Anyone done this route? Any comments and feedback would be good. Camping locally in Gijon? Looking at September 2012. Tx.


----------



## lalala (Aug 13, 2009)

We have done this crossing October 2010, just after it started. Very good value. At that time the ports were difficult to find but I think there are now better directions. We stayed at a good site North of Gijon, from where it was possible to get a train in to the town for the day. Can't remember the name but it was right on the coast, and as I posted about it at the time if you do a search you should find it. Have a great time,
Lala


----------



## lucy2 (Jun 27, 2007)

We did this route last year 2011, good ferry, bit slow loading Motorhomes outbound as the ferry only loads at rear so all wagons drive on & turnaround on the ship.Motorhomes go on last & reverse on.

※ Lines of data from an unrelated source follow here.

PR #4388, opened 2022-12-21
Add test and implementation to fix potential NPE in pre-show resources

tadgh:
* Prevent hook invocation if the resolved resources would be null. 
* Prevent NPE in downstream interceptors. 
* Add test and changelog


patrick-vachon-smilecdr:
praise: That looks like the easiest way to fix that! 

Review done.

hapi-fhir-storage/src/main/java/ca/uhn/fhir/jpa/binary/interceptor/BinaryStorageInterceptor.java
```diff
@@ -256,30 +256,37 @@ public void preShow(IPreResourceShowDetails theDetails) throws IOException {
...
+				ourLog.warn("Received a null resource during STORAGE_PRESHOW_RESOURCES. This is a bug and should be reported. Skipping resource.");
+				continue;
+			}
+			unmarshalledByteCount = inflateBinariesInResource(unmarshalledByteCount, nextResource);
+		}
+	}
 
-			IIdType resourceId = nextResource.getIdElement();
-			List<IBinaryTarget> attachments = recursivelyScanResourceForBinaryData(nextResource);
+	private long inflateBinariesInResource(long theUnmarshalledByteCount, IBaseResource theResource) throws IOException {
```
jamesagnew, line 267: Nitpick: I think it'd be a bit easier to follow if you didn't pass theUnmarshalledByteCount in, and just returned the total for this rsources and added it to the running total outside this method

jamesagnew (approved):

hapi-fhir-storage/src/main/java/ca/uhn/fhir/jpa/binary/interceptor/BinaryStorageInterceptor.java
tadgh: ah yeah makes sense. Laziness on my part, trusting the auto-refactor's choices. Fixing.

tadgh: Ah actually... we need to know the current total _in_ the loop for the purpose of stopping if we are over-inflating.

At Gijon on the return part you drive on & turn round on board like the wagons strange carry on!! Its a trader boat so food is good, and good value but lounges a bit basic. We stayed on a carpark/aire just to the east of Gijon ( 1 mile out of town) also good campsite about 5 miles east of Gijon ( will send the GPS tomorrow) any further questions pm me your telephone number & I will call you


----------



## fatbuddha (Aug 7, 2006)

thanks for the info so far

what we like is that it's a good way to break up a trip to/from Northern Spain and collectively using this ferry and a cheap channel ferry it works out less expensive than taking one direct to Santander or Bilbao by quite some margin. we'd probably just do a one way to Gijon and drive back as we want to do some cycling in the Picos and then take a few days to drive home.

the campsite info around Gijon would be helpful


----------



## Grizzly (May 9, 2005)

I've just looked into this for a return from Gijon in mid-November. There's no way to book past late October. Does anyone know if it runs later than that or does it close down over winter ? 

A shame if it does as it is very reasonably priced.

G


----------